The company has refined its hollow fiber spinning and thin-layer coating technologies, establishing a film production process capable of producing consistently stable membranes. Simultaneously, it developed core technology for manufacturing membrane elements that bundle CO2 separation membranes. Using small membrane elements it created, the company successfully demonstrated CO2 separation from biogas and exhaust gas emissions at its Tokai Plant, maintaining consistent CO2 separation performance for a full week.

This demonstration confirmed the technology's applicability for separating methane and nitrogen from CO2. Additionally, the biogas used at the Tokai Plant during the demonstration contained more than 1,000 parts per million of aromatic hydrocarbons alongside CO2, for a composition similar to that of natural gas. The technology should find wide-ranging applications, not only in biogas but also in natural gas production and in enhancing the efficiency of CO2 separation for CCS and CCU, where CO2 separation is essential.

In leveraging the new pilot facility to establish mass production technology, Toray looks to upscale prototypes and conduct demonstration tests working closely with biogas, natural gas production development companies, and diverse other partners to accelerate efforts towards practical application.

In keeping with its corporate philosophy of contributing to society by creating new value with innovative ideas, technologies, and products, Toray will keep helping to resolve environmental, resources, and energy issues and continue to pursue R&D to achieve carbon neutrality.

Note: Toray obtained some results under projects that the New Energy and Industrial Technology Development Organization commissioned and subsidized.

Glossary

1.  An all-carbon CO2 separation membrane owes its high performance to a dual layer structure, comprising a thin carbon film separation layer on the surface of a hollow-fiber porous carbon-fiber support. Making the support as thin as possible reduces the membrane module’s weight and size.  
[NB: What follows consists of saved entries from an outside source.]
PR #29, opened 2016-01-11
Setup the undeploy cursor for construction yards

Mailaender:
At the moment it re-uses the deploy ones which is irritating.

### DIFF
--- a/rules/allied-structures.yaml
+++ b/rules/allied-structures.yaml
@@ -27,6 +27,7 @@ gacnst:
 		IntoActor: amcv
 		Offset: 1,1
 		Facing: 96
+		DeployCursor: undeploy
 	ProductionBar@Building:
 		ProductionType: Building
 	ProductionBar@Support:
--- a/rules/soviet-structures.yaml
+++ b/rules/soviet-structures.yaml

All-carbon CO2 separation membrane:

2.  A CO2 separation membrane element bundles all-carbon CO2 separation membranes within a housing. It allows the independent recovery of gases that permeate the membrane and those that do not. Densely packing hollow fiber CO2 separation membranes inside the element enables a more compact design by making it possible to increase the membrane surface area per unit volume.

3.  Carbon capture and storage separates CO2 from other emissions at power, chemical, and other plants, collecting it and storing it or injecting deep underground.

4.  Carbon capture and utilization uses separated and stored CO2. Converting hydrogen from renewable energy into valuable resources is under consideration as a social initiative.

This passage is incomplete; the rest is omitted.